### SUPPLIED DATA

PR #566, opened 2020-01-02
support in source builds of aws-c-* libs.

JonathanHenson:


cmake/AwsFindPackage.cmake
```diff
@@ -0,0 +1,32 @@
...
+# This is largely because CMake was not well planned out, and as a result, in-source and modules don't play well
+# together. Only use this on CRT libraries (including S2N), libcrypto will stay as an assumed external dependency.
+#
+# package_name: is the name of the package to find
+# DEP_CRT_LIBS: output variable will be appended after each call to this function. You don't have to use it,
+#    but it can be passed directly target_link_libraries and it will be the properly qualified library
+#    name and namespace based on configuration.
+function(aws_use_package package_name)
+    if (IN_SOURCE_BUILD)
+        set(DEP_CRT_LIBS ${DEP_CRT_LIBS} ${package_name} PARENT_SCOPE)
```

--

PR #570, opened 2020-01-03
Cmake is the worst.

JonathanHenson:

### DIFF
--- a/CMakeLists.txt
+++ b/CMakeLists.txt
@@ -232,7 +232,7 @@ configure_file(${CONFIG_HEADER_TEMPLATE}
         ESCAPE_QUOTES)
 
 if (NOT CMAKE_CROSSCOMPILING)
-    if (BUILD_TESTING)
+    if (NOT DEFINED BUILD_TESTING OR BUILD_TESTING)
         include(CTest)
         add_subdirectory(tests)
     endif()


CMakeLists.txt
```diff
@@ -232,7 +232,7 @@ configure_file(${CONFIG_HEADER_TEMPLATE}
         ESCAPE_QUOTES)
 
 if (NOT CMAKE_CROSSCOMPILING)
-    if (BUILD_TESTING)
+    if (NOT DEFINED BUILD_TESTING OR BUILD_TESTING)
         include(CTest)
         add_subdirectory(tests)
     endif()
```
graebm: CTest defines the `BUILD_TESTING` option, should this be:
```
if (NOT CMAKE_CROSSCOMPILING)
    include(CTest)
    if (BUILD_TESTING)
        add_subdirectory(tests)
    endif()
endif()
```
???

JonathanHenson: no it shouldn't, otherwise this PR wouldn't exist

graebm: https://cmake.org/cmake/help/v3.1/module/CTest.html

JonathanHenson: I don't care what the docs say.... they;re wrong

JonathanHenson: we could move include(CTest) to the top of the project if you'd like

### WHAT THE TASK REQUIRES
How many of the lines in the listing hold "will"? Only the number should be given.

### EXERCISE SOLUTION
3